Long story short I have booted into the system with the repair mode from the live ISO a couple times (this time the correct F40 live ISO) and have both (re?)installed neccessary shim- and grub- packages, as well as rebuilt with grub2-mkconfig. At some point I tried grub2-install as well. I even did something with dracut which is a tool I’m not familiar with.

Either way when the system reboots it drops me into GRUB’s command line as detailed in the first section. While the GRUB thing bothers me it seems to not be the primary issue (unless I’m using the command line wrong) since the system does begin to boot, but fails to start a certain service. I tried looking up the error but everything I found just involved rebuilding the GRUB config or initramfs, all of which I seem to have already done without making a difference. This system is so close to being bootable again…

Misc

I don’t have easy physical access to this machine. I get to work on it once or twice a week, and only for a few hours at a time. I can get data/files that would help (such as was suggested by systemd), but it may take me several days to be able to get those.

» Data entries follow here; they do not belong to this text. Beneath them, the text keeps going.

PR #4119, opened 2022-05-11
chore: add job ID and experiment labels to prometheus endpoint mappings [DET-6964]

azhou-determined:
## Description
Updates to prometheus endpoint:
- add job ID to det-state mappings
- add experiment labels on experiment creation

## Checklist

### DIFF
--- a/master/internal/prom/prom.go
+++ b/master/internal/prom/prom.go
@@ -112,9 +112,9 @@ func AssociateJobExperiment(jID model.JobID, eID string, labels expconf.Labels) 
 	AssociateExperimentIDLabels(eID, expLabels)
 }
 
-// DisassociateTaskExperiment disassociates a task ID with experiment info.
-func DisassociateTaskExperiment(tID model.TaskID, eID string, labels expconf.Labels) {
-	jobIDToExperimentID.WithLabelValues(tID.String(), eID).Dec()
+// DisassociateJobExperiment disassociates a job ID with experiment info.
+func DisassociateJobExperiment(jID model.JobID, eID string, labels expconf.Labels) {
+	jobIDToExperimentID.WithLabelValues(jID.String(), eID).Dec()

Also, the post title is based on the fact that I have reason to believe the files in /boot may have issues, but I could be wrong.

It is likely that your root partition did not get mounted to the /sysroot mountpoint (in the initramfs). If you can manually mount what should end up being / at /sysroot, then you should be able to exit the rescue shell and the boot should finish.

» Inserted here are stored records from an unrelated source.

PR #4120, opened 2022-05-11
chore: multiple distributed jobs collide on horovod run sshd port [HAL-2894]

rcorujo:
… port

## Description

Allow the user to change the ports used by Determined do deal with the situation where those ports may already be in use by another process on the compute node.

## Test Plan

Tested using the "cifar10_pytorch" experiment with the "distributed.yaml" file and these environment variables.  The experiment completed successfully.

```
environment:
  environment_variables:
     - DTRAIN_SSH_PORT=13000
     - HOROVOD_GLOO_RENDEZVOUS_PORT=13010
     - INTER_TRAIN_PROCESS_COMM_PORT_1=13020
```

Bradley said that users will typically be instructed to set these environment variables in "startup-hook.sh", rather than in the experiment's YAML file.  I set them in the experiment's YAML file for testing.

```
you dont even need to make configurations for all of this, for now
it can be 'secret'
we source startup-hook.sh where the hook is user provided
they can just set there if they need
it's a lot of work and much more public to open configs
```

## Checklist

### DIFF
--- a/harness/determined/constants.py
+++ b/harness/determined/constants.py
@@ -1,3 +1,5 @@
+import os
+
 # The maximum number of slots we expect any agent to have. Since we offset some ports
 # by the min(device_id) belonging to the trial, if we have two ports offset in this way,
 # we separate them by the max(min(device_id)) to avoid collisions. The two rendezvous ports
@@ -24,16 +26,21 @@ DEFAULT_EXP_CFG = {
     "optimizations": DEFAULT_OPTIMIZATIONS,
 }
 
+# Until we implement a more automatic solution, expose a temporary workaround of
+# allowing ports to be changed using envionment variables for the rare case that
+# the default ports are already in use by other processes.
+
 # TODO (DET-1189): Use port registry to allocate ssh port.
 # SSH port used for agents during dtrain (currently used with horovod and deepspeed backend).
-DTRAIN_SSH_PORT = 12350
+DTRAIN_SSH_PORT = int(str(os.getenv("DTRAIN_SSH_PORT", "12350")))
 
 # GLOO port used by Horovod for the Gloo controller.
-HOROVOD_GLOO_RENDEZVOUS_PORT = 12355
+HOROVOD_GLOO_RENDEZVOUS_PORT = int(str(os.getenv("HOROVOD_GLOO_RENDEZVOUS_PORT", "12355")))
 
 # Port for communicating between training processes. Used for reducing
 # validation metrics.
-INTER_TRAIN_PROCESS_COMM_PORT_1 = 12360
+INTER_TRAIN_PROCESS_COMM_PORT_1 = int(str(os.getenv("INTER_TRAIN_PROCESS_COMM_PORT_1", "12360")))
+
 INTER_TRAIN_PROCESS_COMM_PORT_2 = INTER_TRAIN_PROCESS_COMM_PORT_1 + MAX_SLOTS_PER_AGENT
 
 # How many seconds horovod waits for startup to complete before failing.


stoksc (commented):
lgtm, though I'll let @rb-determined-ai review since this is his area of expertise

harness/determined/constants.py
```diff
@@ -24,16 +26,39 @@
...
+#      - INTER_TRAIN_PROCESS_COMM_PORT_1=13020
+DTRAIN_SSH_PORT_ENV_VAR = "DTRAIN_SSH_PORT"
+HOROVOD_GLOO_RENDEZVOUS_PORT_ENV_VAR = "HOROVOD_GLOO_RENDEZVOUS_PORT"
+INTER_TRAIN_PROCESS_COMM_PORT_1_ENV_VAR = "INTER_TRAIN_PROCESS_COMM_PORT_1"
+
 # TODO (DET-1189): Use port registry to allocate ssh port.
 # SSH port used for agents during dtrain (currently used with horovod and deepspeed backend).
-DTRAIN_SSH_PORT = 12350
+# Note: Use of str() is to prevent lint complaint:
+#   error: Argument 1 to "int" has incompatible type "Optional[str]"
```
rb-determined-ai, line 46: I'd prefer you leave these `str()` comments out.  This doesn't quite raise enough of an eyebrow to justify a comment, and certainly not enough to justify three comments in close proximity.

harness/determined/constants.py
```diff
@@ -24,16 +26,39 @@
     "optimizations": DEFAULT_OPTIMIZATIONS,
 }
 
+# Allow users to override the ports using the environment variables, in case
+# there are other processes running on the compute node which are already using
+# our default port. Users will likely set these in their "startup-hook.sh".
+# Below is an example how to set these in the experiment's YAML file for testing.
```
rb-determined-ai, line 32: I spoke about this strategy for a while with @stoksc, and I agree that the overall approach is the right approach for now.  But I don't really want to give this feature "first-class" status, because some day a port registry or some sort of choose-port-then-allgather-chosen-port-numbers logic is probably a better strategy.

My real concern is that there would be people who would see this port-configuration logic you have here and would coopt it to accomplish something unrelated to the collision we are currently trying to avoid, and when we have a port registry or something, then we will have trouble removing these environment variables.

I think the right approach is to just set user expectations in this comment.  This isn't a first-class feature and we aren't promising it's always around.  So instead of talking about it like a normal feature, like "allow users to override... users will likely...", let's use phrasing more like "expose a temporary workaround in the rare case that ... until we implement a more automatic solution".

harness/determined/constants.py
```diff
@@ -24,16 +26,39 @@
...
+#
+# environment:
+#   environment_variables:
+#      - DTRAIN_SSH_PORT=13000
+#      - HOROVOD_GLOO_RENDEZVOUS_PORT=13010
+#      - INTER_TRAIN_PROCESS_COMM_PORT_1=13020
+DTRAIN_SSH_PORT_ENV_VAR = "DTRAIN_SSH_PORT"
```
rb-determined-ai, line 39: can we avoid this `LONG_NAME_VAR = "LONG_NAME"` and just use the `"LONG_NAME"` string directly?

There's a tiny type-checking benefit to the `LONG_NAME_VAR` symbol if we ever change the name, but that doesn't really matter because:
1. the only sane way for us to change an environment variable involves grepping for all instances of the old name anyway
2. changing the name would break all users who depend on it, so it really can't change anyway.

rb-determined-ai (commented):
I agree with this approach as a workaround.  Thank you for adding it.

rb-determined-ai:
Also, I don't understand the `... port` in the PR description.... did something get truncated?

stoksc:
> Also, I don't understand the ... port in the PR description.... did something get truncated?

This is just what happens if the title is too long, GitHub runs it into the description (but I fixed up the title).

harness/determined/constants.py
rcorujo: Will change the comment.

harness/determined/constants.py
rcorujo: Will change.

rb-determined-ai (approved):
thank you!

stoksc:
Allow the user to change the ports used by Determined do deal with the 
situation where those ports may already be in use by another process on 
the compute node.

There are any number of reasons why the system might have failed to mount /sysroot. You might be missing the need filesystem drivers in your initramfs. (I don’t think XFS is built-in/bundled with the kernel. You might have to specify that you want that driver included in your initramfs image when you run dracut to build your initramfs.) It is also possible that you are missing some needed kernel parameters to activate an LVM volume. Or you might be missing the LVM management utilities in your initramfs.

You might want to look into configuring Serial over LAN. I’ve been in similar situations before where I wanted to rollback a rootfs snapshot remotely. With Serial over LAN configured and an SSH jump host, you can remotely monitor and interact with the console – including the boot menu and dracut emergency shell.